**ACTIVITY:** Copy the lines exactly. Begin at the first line of the data and stop after the line with "AlexD10S: Done!".

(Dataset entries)
PR #149, opened 2024-05-08
feat: pop install

### LINKED ISSUE #110: pop install

AlexD10S:
`pop install` command to set up the environment for development by installing required packages.

Closes #110

Next steps can be:
- Improve the UX installation process with less messaging like in here: https://github.com/r0gue-io/pop-cli/pull/123
- Ideal to only install those required based on feature: contracts/parachain.


crates/pop-cli/src/commands/install/mod.rs
```diff
@@ -2,32 +2,228 @@
...
+	cmd("brew", vec!["install", "protobuf", "openssl", "cmake"]).run()?;
+	install_rustup().await?;
+
+	log::success("✅ Installation complete.");
+	Ok(())
+}
+
+async fn install_arch() -> anyhow::Result<()> {
+	log::info("More information about the packages to be installed here: https://docs.substrate.io/install/linux/")?;
+	if !confirm("📦 Do you want to proceed with the installation of the following packages:cmake gcc openssl-1.0 pkgconf git clang?")
```
brunopgalvao, line 68: I like how you prompt the user to confirm.

.github/workflows/install.yml
```diff
@@ -20,8 +20,33 @@ jobs:
         run: apt-get update && apt-get -y install build-essential cmake curl git
       - name: Install Rust
         run: curl --proto '=https' --tlsv1.2 -sSf https://sh.rustup.rs | sh -s -- -y
-      - name: Install Pop
+      - name: Pop Install
```
evilrobot-01, line 23: I think it would be better to separate this into two steps, so that it is easier to parse the output of the run. Suggestion is "Install Pop" as before, without the 'pop --version' and then a separate step for "Pop Install".

See the current workflow output as an example.

.github/workflows/install.yml
```diff
@@ -20,8 +20,33 @@ jobs:
...
         run: |
           . "$HOME/.cargo/env"
           cargo install --locked --path ./crates/pop-cli
-          pop --version
\ No newline at end of file
+          pop install -y
+  debian:
```
evilrobot-01, line 28: Please sort the jobs alphabetically so it easier to maintain long term

.github/workflows/install.yml
AlexD10S: Done!

.github/workflows/install.yml
```diff
@@ -11,6 +11,36 @@ defaults:
...
+          cargo install --locked --path ./crates/pop-cli
+      - name: Run Pop Install
+        run: |
+          . "$HOME/.cargo/env"
+          pop install -y
+  macos:
+    runs-on: macos-latest
+    steps:
+      - uses: actions/checkout@v4
+      - name: Install Rust
```
evilrobot-01, line 35: I think we should `brew update && brew install cmake openssl protobuf` as per https://learn.onpop.io/pop/v/pop-cli/welcome/installing-pop-cli/macos so all consistent and so that we have checks in case this stops working.

crates/pop-cli/src/commands/install/mod.rs
```diff
@@ -2,32 +2,234 @@
...
 use tokio::{fs, process::Command};
 
 #[derive(Args)]
 #[command(args_conflicts_with_subcommands = true)]
-/// Setup user environment for substrate development
-/// Runs script `scripts/get_substrate.sh`
-pub(crate) struct InstallArgs;
+/// Setup user environment for development
+pub(crate) struct InstallArgs {
+	/// Before install all the dependencies needed, do not ask the user for confirmation.
```
evilrobot-01, line 14: "Automatically install all dependencies required without prompting for confirmation."

crates/pop-cli/src/commands/install/mod.rs
```diff
@@ -2,32 +2,234 @@
...
+	#[clap(short('y'), long)]
+	skip_confirm: bool,
+}
 
 impl InstallArgs {
 	pub(crate) async fn execute(self) -> anyhow::Result<()> {
-		if cfg!(target_os = "windows") {
-			return Ok(cliclack::log::error("Windows is supported only with WSL2")?);
+		if cfg!(target_os = "macos") {
```
evilrobot-01, line 21: Missing https://github.com/r0gue-io/pop-cli/blob/ccfc12322d8d7da61c81d87568854517ddcedcf7/crates/pop-cli/src/commands/new/parachain.rs#L71-L72 and https://github.com/r0gue-io/pop-cli/blob/ccfc12322d8d7da61c81d87568854517ddcedcf7/crates/pop-cli/src/commands/new/parachain.rs#L99

.github/workflows/install.yml
```diff
@@ -11,6 +11,36 @@ defaults:
     shell: bash
 
 jobs:
+  debian:
```
evilrobot-01, line 14: Missing Arch using https://hub.docker.com/_/archlinux image as the container tag

crates/pop-cli/src/commands/install/mod.rs
```diff
@@ -2,32 +2,234 @@
...
+		install_rustup().await?;
+		log::success("✅ Installation complete.")?;
 		Ok(())
 	}
 }
+
+async fn install_mac(skip_confirm: bool) -> anyhow::Result<()> {
+	log::info("More information about the packages to be installed here: https://docs.substrate.io/install/macos/")?;
+	if !skip_confirm {
+		prompt_for_confirmation("Homebrew, protobuf, openssl, rustup, and cmake")?
```
evilrobot-01, line 56: Fine for now, but these static strings are error prone when updating n the future, easy to forget something when all scattered about and then things get out of sync and quality degrades.

.github/workflows/install.yml
```diff
@@ -11,6 +11,36 @@ defaults:
...
+      - name: Install Rust
+        run: curl --proto '=https' --tlsv1.2 -sSf https://sh.rustup.rs | sh -s -- -y
+      - name: Install Pop
+        run: |
+          . "$HOME/.cargo/env"
+          cargo install --locked --path ./crates/pop-cli
+      - name: Run Pop Install
+        run:
+          pop install -y
   ubuntu:
```
evilrobot-01, line 44: Missing redhat in line with supported types below

crates/pop-cli/src/commands/install/mod.rs
```diff
@@ -2,32 +2,234 @@
...
+				vec![
+					"~/.cargo/env
+",
+				],
+			)
+			.run()?;
+			cmd("rustup", vec!["default", "stable"]).run()?;
+		},
+	}
+	cmd("rustup", vec!["update", "nightly"]).run()?;
```
evilrobot-01, line 200: Note that the toolchain files should sort all this automatically on first build of a project, provided one exists. Fine to leave as is tho.

crates/pop-cli/src/main.rs
```diff
@@ -44,7 +44,7 @@ enum Commands {
 	#[clap(alias = "t")]
 	#[cfg(feature = "contract")]
 	Test(commands::test::TestArgs),
-	/// Install prerequisites for Substrate development
+	/// Set up the environment for development
```
evilrobot-01, line 47: "Set up the environment for development by installing required packages."

evilrobot-01 (commented):
Great work! I think there are some missing items before this can be merged tho, just so that it is a little more robust in terms of QA and also has a consistent UX with the other commands, as noted.

Note that I do not use brew on mac so have not been able to test it manually there myself, but I did do so in a local Ubuntu container.

crates/pop-cli/src/commands/install/mod.rs
AlexD10S: Good point

crates/pop-cli/src/commands/install/mod.rs
```diff
@@ -2,32 +2,234 @@
...
+
+async fn install_rustup() -> anyhow::Result<()> {
+	match cmd("which", vec!["rustup"]).read() {
+		Ok(output) => {
+			log::info(format!("ℹ️ rustup installed already at {}.", output))?;
+			cmd("rustup", vec!["update"]).run()?;
+			cmd("rustup", vec!["default", "stable"]).run()?;
+		},
+		Err(_) => {
+			let mut spinner = cliclack::spinner();
```
Daanvdplas, line 185:
```suggestion
			let spinner = cliclack::spinner();
```

Daanvdplas (commented):
Removed homebrew from machine and tried to build pop cli. Unfortunately I needed `cmake` which also required me to install `homebrew`. After installing those I could build `pop` and run `pop install`.

The error message regarding `cmake`:
Screenshot 2024-05-09 at 23 10 35

We should accommodate for homebrew and cmake in the readme

crates/pop-cli/src/commands/install/mod.rs
AlexD10S: Done, good to follow good practices since the beginning!

AlexD10S:
> 
> We should accommodate for homebrew and cmake in the readme

This is an error to build pop. I have added a link to the documentation in the README for more information: https://learn.onpop.io/pop/v/pop-cli/welcome/installing-pop-cli

crates/pop-cli/src/commands/install/mod.rs
```diff
@@ -1,33 +1,344 @@
...
 use anyhow::Context;
 use clap::Args;
+use cliclack::{clear_screen, confirm, intro, log, outro, set_theme};
+use duct::cmd;
+use os_info::Type;
+use strum::Display;
 use tokio::{fs, process::Command};
 
+#[derive(Display)]
+pub enum DEPENDENCIES {
```
evilrobot-01, line 12: Note, only constants should be in upper case.

AlexD10S: Mistake!

.github/workflows/install.yml
AlexD10S: Fixed. CI runs succesfully here: https://github.com/r0gue-io/pop-cli/actions/runs/9029075945

.github/workflows/install.yml
AlexD10S: Fixed, CI: https://github.com/r0gue-io/pop-cli/actions/runs/9029075945

crates/pop-cli/src/commands/install/mod.rs
```diff
@@ -141,13 +250,13 @@ async fn install_redhat(skip_confirm: bool) -> anyhow::Result<()> {
...
-			"protobuf-compiler",
-			"clang",
-			"clang-devel",
+			&DEPENDENCIES::Cmake.to_string(),
+			&DEPENDENCIES::OpenSslDevel.to_string(),
+			&DEPENDENCIES::Git.to_string(),
+			&DEPENDENCIES::Protobuf.to_string(),
+			&DEPENDENCIES::ProtobufCompiler.to_string(),
+			&DEPENDENCIES::Clang.to_string(),
+			&DEPENDENCIES::ClangDevel.to_string(),
```
Daanvdplas: Here and the above no rustup required?

AlexD10S: Yes. Rustup is installed in all environments. Is in the main function: https://github.com/r0gue-io/pop-cli/blob/alexd10s/pop-install/crates/pop-cli/src/commands/install/mod.rs#L92

crates/pop-cli/src/commands/install/mod.rs
```diff
@@ -0,0 +1,338 @@
...
+			"{}, {}, {}, {}, {} and {}",
+			Dependencies::Curl,
+			Dependencies::Git,
+			Dependencies::Clang,
+			Dependencies::Make,
+			Dependencies::Openssl,
+			Dependencies::Rustup,
+		))?
+	}
+	cmd("pacman", vec!["-Syu", "--needed", "--noconfirm", &Dependencies::Openssl.to_string()])
```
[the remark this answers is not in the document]
AlexD10S: Yes. It took me a while to figure out why the CI was failing in `arch` and is because it was missing it.
For the `openSSL` is need in `macos` and `arch`, but for example in `debian` ad `ubuntu` we are installing` libssl-dev`.

You can see the whole list here: https://stackoverflow.com/a/77978063/5964038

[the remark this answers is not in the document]
evilrobot-01: Can this not just be added with the dependencies on lines 147-150? If it needs to be explicitly installed first, I suggest adding it above Curl first (along with a comment as to why) and if it is explicitly needed to be run as a separate command then it should have a comment noting why.

crates/pop-cli/src/commands/install/mod.rs
```diff
@@ -0,0 +1,338 @@
...
+		Ok(())
+	}
+}
+
+async fn install_mac(skip_confirm: bool) -> anyhow::Result<()> {
+	log::info("More information about the packages to be installed here: https://docs.substrate.io/install/macos/")?;
+	if !skip_confirm {
+		prompt_for_confirmation(&format!(
+			"{}, {}, {}, {} and {}",
+			Dependencies::Homebrew,
```
evilrobot-01, line 103: Can you not use `use Dependencies::*` at top of file to avoid this prefix constantly?

crates/pop-cli/src/commands/install/mod.rs
```diff
@@ -0,0 +1,338 @@
...
+	.run()?;
+
+	Ok(())
+}
+async fn install_ubuntu(skip_confirm: bool) -> anyhow::Result<()> {
+	log::info("More information about the packages to be installed here: https://docs.substrate.io/install/linux/")?;
+	if !skip_confirm {
+		prompt_for_confirmation(&format!(
+			"{}, {}, {}, {}, {} and {}",
+			Dependencies::Git,
```
evilrobot-01, line 162: Fine for now, but in future you could define all the required items in a const array at the top of the function and then just use them as a set when required.

evilrobot-01 (commented):
A few last minor comments.

crates/pop-cli/src/commands/install/mod.rs
AlexD10S: I considered it, but the legibility of the code seemed worse to me, for example:
```
const MACOS_PACKAGES: [Dependencies; 5] = [Homebrew, Protobuf, Openssl, Rustup, Cmake];
cmd("brew",vec!["install",&MACOS_PACKAGES[1].to_string(),&MACOS_PACKAGES[2].to_string(),&MACOS_PACKAGES[4].to_string(),],).run()?;
```

evilrobot-01: I meant something simpler like (not tested): 
`cmd("brew",vec!["install"].concat(PACKAGES.iter().map(|d| d.to_string()).run()?;`

You also dont need to prefix it with `MACOS_` if the const is defined within the function.

AlexD10S: Doesn't look bad, However we will need to mantain a few constants. For example, for MAC:
```
const PACKAGES: [Dependencies; 5] = [Homebrew, Protobuf, Openssl, Rustup, Cmake];
prompt_for_confirmation(&format!("{}", PACKAGES.join(""))
```
but to install with `brew` only need 3 of them, so we will need: 
```
const PACKAGES_BREW_INSTALL: [Dependencies; 3] = [Protobuf, OpenssL,, Cmake];
cmd("brew",vec!["install"].concat(PACKAGES.iter().map(|d| d.to_string()).run()?;
```

evilrobot-01: Constants dont have to be defined at the top of the module, they can be defined within the relevant function. It is simply so that you define the list of packages once, then for the confirmation and the install you use that same set of packages. Then if you need to add/remove a package, you just add it to the const array and job done.

evilrobot-01: Just .iter().skip(2)

evilrobot-01: As mentioned, fine to ignore for now. Its just easiest to define things once and use them in many places to save having to update stuff in multiple places every time there might be a change.

AlexD10S: Thanks for the feedback. I was just trying to fully understand it. I'll leave things as they are for now, but I'll consider this refactor with proper testing.

crates/pop-cli/src/commands/install/mod.rs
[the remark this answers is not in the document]
AlexD10S: Yes, it can. Merged with the rest of the installs.

crates/pop-cli/src/commands/install/mod.rs
```diff
@@ -0,0 +1,313 @@
...
+	#[strum(serialize = "pkg-config")]
+	PkgConfig,
+	#[strum(serialize = "protobuf")]
+	Protobuf,
+	#[strum(serialize = "protobuf-compiler")]
+	ProtobufCompiler,
+	#[strum(serialize = "rustup")]
+	Rustup,
+}
+const MACOS_PACKAGES: [Dependencies; 5] = [Homebrew, Protobuf, Openssl, Rustup, Cmake];
```
evilrobot-01, line 49: I thought we werent using this?

AlexD10S: I apologize, this was not meant to be pushed.

crates/pop-cli/src/commands/install/mod.rs
```diff
@@ -0,0 +1,312 @@
...
+		Err(_) => {
+			let spinner = cliclack::spinner();
+			spinner.start("Installing rustup ...");
+			run_external_script("https://sh.rustup.rs").await?;
+			outro("rustup installed!")?;
+			cmd(
+				"source",
+				vec![
+					"~/.cargo/env
+",
```
evilrobot-01, line 270: Stray newline, weird formatting?

evilrobot-01 (approved):
LGTM! 🚀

**EXERCISE ANSWER:**
PR #149, opened 2024-05-08
feat: pop install

### LINKED ISSUE #110: pop install

AlexD10S:
`pop install` command to set up the environment for development by installing required packages.

Closes #110

Next steps can be:
- Improve the UX installation process with less messaging like in here: https://github.com/r0gue-io/pop-cli/pull/123
- Ideal to only install those required based on feature: contracts/parachain.


crates/pop-cli/src/commands/install/mod.rs
```diff
@@ -2,32 +2,228 @@
...
+	cmd("brew", vec!["install", "protobuf", "openssl", "cmake"]).run()?;
+	install_rustup().await?;
+
+	log::success("✅ Installation complete.");
+	Ok(())
+}
+
+async fn install_arch() -> anyhow::Result<()> {
+	log::info("More information about the packages to be installed here: https://docs.substrate.io/install/linux/")?;
+	if !confirm("📦 Do you want to proceed with the installation of the following packages:cmake gcc openssl-1.0 pkgconf git clang?")
```
brunopgalvao, line 68: I like how you prompt the user to confirm.

.github/workflows/install.yml
```diff
@@ -20,8 +20,33 @@ jobs:
         run: apt-get update && apt-get -y install build-essential cmake curl git
       - name: Install Rust
         run: curl --proto '=https' --tlsv1.2 -sSf https://sh.rustup.rs | sh -s -- -y
-      - name: Install Pop
+      - name: Pop Install
```
evilrobot-01, line 23: I think it would be better to separate this into two steps, so that it is easier to parse the output of the run. Suggestion is "Install Pop" as before, without the 'pop --version' and then a separate step for "Pop Install".

See the current workflow output as an example.

.github/workflows/install.yml
```diff
@@ -20,8 +20,33 @@ jobs:
...
         run: |
           . "$HOME/.cargo/env"
           cargo install --locked --path ./crates/pop-cli
-          pop --version
\ No newline at end of file
+          pop install -y
+  debian:
```
evilrobot-01, line 28: Please sort the jobs alphabetically so it easier to maintain long term

.github/workflows/install.yml
AlexD10S: Done!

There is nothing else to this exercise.